Honorable mentions that almost do the job include the rule stating “if it takes less than X seconds, do it now. Else, do it later” or the Eisenhower matrix.
Now the bad news is that I couldn’t find any magic bullet because it’s hard to judge the effectiveness of a time management method other than by measuring some form of output.
The problem lies in both the “judging” part and the “output” part.
Time Management or Judgement?
Let me start with the output part.
For most of us, output is really a function of input (tasks, requests, workload etc.). That is the reason you work, study or pursue any other occupation.
Input is by nature uneven. Most things in nature come in waves, with troughs, peaks and periodicities.
In most jobs, you will have to deal with parallel tasks, increasing the complexity of time management.
If you’re lucky enough, you can rearrange these tasks to ensure you only deal with a sequential workload.
Still, no matter how good you are at managing time, you will find yourself overwhelmed at some point (that is a good sign of your job not being redundant). Peaks are to be expected.
That doesn’t mean your time management sucks. It’s just how reality works.

As for the “judging” part, it’s linked to the hedonic treadmill.
As your time management improves (along with your productivity), your expectations for what (peak) performance should look like also increase.
Unfortunately, time management can only go so far before technology or recruiting have to be introduced in the picture to sustain output growth.
Getting to the (break-even) point
You might be wondering at this point how this article will help you in your quest for efficient time management?
We will draw from an economic concept taught in all business schools: break-even analysis.
The idea is that, instead of dwelling on the details of each possible scenario of sales to forecast revenue and then deduce profits at the end, you determine how many units of sales you will need to “break-even”.
This target number of sales is called the break-even point.
It’s not complex but there could be more rigorous ways to define it in economics.
But that is beyond the point of this article. My goal is to draw a parallel between break-even analysis and time management.
As I cannot assume everyone went to business school or were exposed to this specific concept, I will give you a refresher on break-even point calculation.
We will consider the case of Mr. Yogurt who’s thinking about launching a yogurt business.
You start with a lump sum investment to launch any business. For simplification, this investment will be considered an expense in full.
These expenses are fixed. This means that they can reasonably be expected to stay constant as the level of production varies.
An example is rent. Even if you produce 10 extra units of yogurt, you won’t have to rent extra space for production or storage. We can therefore say that rent is (relatively) fixed.
What will change however is that each of these new units of yogurt will require individual packaging, that will have to be bought or manufactured.
This is a variable kind of expense as it changes proportionally to the change in the level of output.
We will go further and only concern ourselves with the unit variable cost (conveniently set at $3).
Each new unit of yogurt costs $3 to manufacture.
Mr. Yogurt just informed me that fixed expenses are set at a nice round $70,000 thanks to his exceptional business acumen.
Assuming there is demand for these yogurts (who buys those orange and chocolate chip ones?), a fair price of say $10 can be fetched for each new unit.
We’ll assume that this price is a constant (a *perfect* assumption to make, especially considering you probably already assumed at some point movement without friction for physics class).
The break-even point can finally be introduced. I reckon it’s just a very fancy term for this formula:

Whew, took us long enough to get here but the fun stuff starts now.
The denominator (Price – Unit Variable cost) is called the Unit Contribution Margin (UCM).
Again, fancy lingo to describe how much money each new unit of yogurt brings in.
It cannot yet be called profit since we still have the fixed expenses to account for.
The break-even is the solution to how many “UCMs” it takes to cover all the fixed expenses.
It will take 10,000 units of sales for Mr. Yogurt to cover all his expenses and hopefully start making a profit.

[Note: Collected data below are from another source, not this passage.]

PR #33449, opened 2022-12-27
fix: Random behaviour while picking items using picklist

deepeshgarg007:
"Get Item Locations" button returned values in random order if the batches didn't have any expiry dates. This in turn led to randomly picking on warehouses, splitting of rows, and overriding of user-entered picked qty incorrectly


deepeshgarg007:
@Mergifyio backport version-14-hotfix version-14

PR #33456, opened 2022-12-27
fix: Multiple rows for same warehouse and batches in pick list

deepeshgarg007:
Continuation of https://github.com/frappe/erpnext/pull/33449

Props to you if you still remember the topic of this article. I did go on a massive tangent but bear with me as we finally enter the conclusion of this analogy. You will see that everything fits nicely.
Hypotheses For Our Analogy
In the good and services market, we exchange units of consumption for monetary units.
Simply speaking, you might engage as a consumer of consumption units or as a hoarder of monetary units.
The point can be made that you exchange monetary units for other monetary units. This is the case if we consider the physical aspect of the exchange as a mere medium (labor hours for goods and services).
Similarly, in your time management journey, you exchange units of time for other units of time with the goal of spending the least amount of time for a given “physical” output.
Your work hours are (relatively) fixed but they are not really the fixed expenses in our break-even model.
Break-even analysis applied to time management is a bit more subtle and that is what makes it so useful and versatile.
It’s not a checklist but rather a generalized powerful principle as the formula shows:

Fixed expenses have now become the time you spend on the optimization of the current task (sharpening your proverbial axe). This is our initial investment in units of time.

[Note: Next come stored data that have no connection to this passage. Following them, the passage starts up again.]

PR #33468, opened 2022-12-28
fix: remove unnecessary permissions from Appointment and Appointment Booking Settings

DaizyModi:
Manual Backport of #33358

### DIFF
--- a/erpnext/crm/doctype/appointment/appointment.py
+++ b/erpnext/crm/doctype/appointment/appointment.py
@@ -5,10 +5,10 @@
 from collections import Counter
 
 import frappe
+import frappe.share
 from frappe import _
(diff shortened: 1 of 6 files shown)


erpnext/crm/doctype/appointment/appointment.py
```diff
@@ -6,7 +6,9 @@
 
 import frappe
 from frappe import _
+from frappe.desk.form.assign_to import add as add_assignment
 from frappe.model.document import Document
+from frappe.share import add
```
sagarvora: `add` isn't intuitive. either import `frappe.share` and use `frappe.share.add` or import `add` as `add_share`.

The expected time saved on each iteration is our UCM (Unit Contribution Margin). It represents the time you save on each move to cut down the tree after sharpening our proverbial axe.
It’s the difference between the old duration (our Unit Variable Cost) and the new optimized duration it takes to perform the task (our Price).
The break-even result you obtain can be interpreted as the minimum number of times you should be currently performing the task for the optimization to be justified and add value.
Time is Monetary Units
Unlike in our simplistic break-even model for production, we are not limited to one scenario where fixed expenses are set to a certain value.
You can flip the formula like this:

You can come up with different actions to take that could yield different expected time savings and decide which one to pursue depending on how much free time you have to carry the optimization.
The best absolute improvement would make sense over the long run, but it might not be the appropriate choice when you have to deliver results in 15 minutes.
This sounds so obvious that you might wonder whether this is just plain over-complexification, opposite in essence to time management.

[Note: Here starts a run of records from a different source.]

PR #33509, opened 2023-01-03
fix: from Purchase Order, while creating sales order, is internal customer check was missing in SO

vishdha:
Step1. Create Internal Sales order from PO
Step2. Internal Customer is fetch but is internal customer check was not set
this change will set is_internal_customer = 1

### DIFF
--- a/erpnext/accounts/doctype/sales_invoice/sales_invoice.py
+++ b/erpnext/accounts/doctype/sales_invoice/sales_invoice.py
@@ -2136,6 +2136,8 @@ def make_inter_company_transaction(doctype, source_name, target_doc=None):
 			currency = frappe.db.get_value("Customer", details.get("party"), "default_currency")
 			target_doc.company = details.get("company")
 			target_doc.customer = details.get("party")
+			target_doc.is_internal_customer = 1
+			target_doc.ignore_pricing_rule = 1
 			target_doc.selling_price_list = source_doc.buying_price_list
 
 			update_address(


vishdha:
Backport to version-14

vishdha:
Can someone review and merge this

deepeshgarg007:
@vishdha In Sales Order `is_internal_customer` check is fetched from the customer master. If that was not fetched means the customer was not an internal customer, don't think this change is required. Was this happening even after save?

vishdha:
> @vishdha In Sales Order `is_internal_customer` check is fetched from the customer master. If that was not fetched means the customer was not an internal customer, don't think this change is required. Was this happening even after save?

Hello @deepeshgarg007 the thing you suggested is correct. but just try to replicate this. 
1. Create internal purchase Order
2. Then create Internal Sales Order from Purchase Order
3. once Sales Order form open it contain Internal Customer but is_internal_customer check was not set.
4. our problem is that we use different series for SO. for Normal So - so.###, for Internal So - ISO.##### based on Is_internal_customer checkbox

The same argument could be made for the teaching of the break-even method in b-schools.
A true breakthrough is not about how complex the jargon sounds but about the change in perspective it brings about in you.
The simple transition to an analytical paradigm for time management expands your toolbox with a tool that is simple enough not to require multiple moving parts (increase cognitive load).
This also makes it robust enough to be used reliably in time-constrained stressful situations where people tend not to perform at their best (props to you if you do).
In more practical terms, one of the ways I use the break-even formula on the go is to follow this process:
- Notice a task is not optimized as much as it could be (possible improvement of (x) units of time);
- Brainstorm solution (i) that does fits the same requirements as current unoptimized task;
- See how much time solution (i) would require to implement (Ti);
- Divide (Ti) by (x) to obtain N (the number of times I should currently be performing the unoptimized task for the new task to make sense);
- Reject or implement optimization action depending on the break-even point N and my current “sales” (the number of times I perform the current unoptimized task);
- Rinse and repeat.
One important note is that the optimization action doesn’t necessarily have to be a onetime action occurring during the timeframe of optimization (a workday for example).
It can also take the form of a series of tasks with periodicity even exceeding that of the previous unoptimized task). It’s about the total volume of work (time*frequency).
Conclusion
As with any (conceptual) tool, you get better at using it and it becomes more useful in the process.
It allows you to proceed in a rational justified course of action rather than rely on instinctive hunches that often require past experience and thus are quite unreliable when it comes to new situations and aggressive deadlines.
Those situations are coincidentally what usually sparks last-minute stressful episodes (in my personal experience).
I hope this article helped you or at least ignited an interest in you for better time management.
Thank you for reading and expect more quality content (with hopefully less unrequested humor).